What do we mean when we talk about privacy on the internet?

May 13, 2010 by
Filed under: Uncategorized 

I’m doing some research into privacy and technology. I’ve probably mentioned that already. Yesterday, as part of my research, I interviewed an man who has been involved in the internet in Israel since 1994. We had a very interesting chat over a lovely cup of coffee in a very beautiful corner of Tel Aviv (Cafe Ben Ami, if you were wondering).

Our conversation was very interesting, but then it occurred to me that we hadn’t really explicitly defined which aspects of privacy we were talking about. We were mostly talking about how people put more and more stuff online, more and more of which is publicly accessible by other people. In other words, we were talking about privacy in terms of the stuff other people know about you.

This is no doubt interesting, but I’m not sure it’s the main point at all. I think that of more interest is what machines know about you, and how this enables them to target you with certain adverts. For instance, Google’s search logs have been called a “database of intentions”. Put very simply, your past behavior (and your searches are in some ways a proxy for your behavior) might predict your future behavior. If, every Friday, you search for a nice place to go out for dinner that night, how complicated would it be to give you an advert on Friday morning for a restaurant?

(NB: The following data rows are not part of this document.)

PR #5316, opened 2025-12-19
[SQL] Better error reporting for calls to unwrap

mihaibudiu:
This PR adds additional description to various `unwrap()` calls generated by the compiler.
If source position information is available, it will be reported as well.
These errors should make it a little bit easier to diagnose panics related to unwrap calls.
This is motivated by an error report from a user who triggered an unwrap call in the string uninterning path.


sql-to-dbsp-compiler/SQL-compiler/src/main/java/org/dbsp/sqlCompiler/compiler/visitors/outer/intern/InternInner.java
```diff
@@ -267,7 +267,7 @@ public DBSPExpression callUninternRecursive(DBSPExpression interned, DBSPType or
                 Utilities.enforce(internedType.code == originalType.code);
                 DBSPTypeTupleBase tuple = originalType.to(DBSPTypeTupleBase.class);
                 DBSPExpression[] fields = new DBSPExpression[tuple.size()];
-                DBSPExpression safeSource = interned.unwrapIfNullable();
+                DBSPExpression safeSource = interned.unwrapIfNullable("Tuple should not be NULL");
```
abhizer, line 270: It might be nice to introduce error codes for these errors, so that if they do happen, later its easier for us to find out at what point they trigger. 
Something like: 

```
E-001: Tuple should not be NULL
```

This is why Elliot Schrage, vice president for public policy at Facebook, gets it completely wrong in his really quite awkward questions and answers piece in the New York Times. As far as he is concerned, there’s no problem with Facebook sharing your data with other companies because they never share your name or other personally identifiable information. (The issue of de-anonymization is one for another post, so I’ll just put that aside for now.) The point, of course, isn’t that they have my name. The concern isn’t what other people know about me (or at least, that’s not the only concern). The concern is about how knowledge of my past behavior and interests might enable a commercial entity to have too much influence over my future behavior and consumption decisions.